To do:
Provide an exact transcription of all the records.
───── Records supplied ─────
PR #383, opened 2023-05-30
Download WASI SDK & run Wizer via `build.rs`

surma:
This PR proposes and implements two changes:
- Automatically download the correct WASI SDK in `quickjs-wasm-sys`’s `build.rs` (can still be overwritten via the `QUICKJS_WASM_SYS_WASI_SDK_PATH` env variable)
- Run Wizer in `javy-cli`’s `build.rs`

Why:
- Remove the somewhat unidiomatic use of a Makefile
- Hopefully will also fix [docs.rs](https://docs.rs/crate/quickjs-wasm-rs) for these crates
- Build instruction are less opaque/mysterious (see changes to README)


crates/quickjs-wasm-sys/build.rs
─────
Reply to the exercise:
PR #383, opened 2023-05-30
Download WASI SDK & run Wizer via `build.rs`

surma:
This PR proposes and implements two changes:
- Automatically download the correct WASI SDK in `quickjs-wasm-sys`’s `build.rs` (can still be overwritten via the `QUICKJS_WASM_SYS_WASI_SDK_PATH` env variable)
- Run Wizer in `javy-cli`’s `build.rs`

Why:
- Remove the somewhat unidiomatic use of a Makefile
- Hopefully will also fix [docs.rs](https://docs.rs/crate/quickjs-wasm-rs) for these crates
- Build instruction are less opaque/mysterious (see changes to README)


crates/quickjs-wasm-sys/build.rs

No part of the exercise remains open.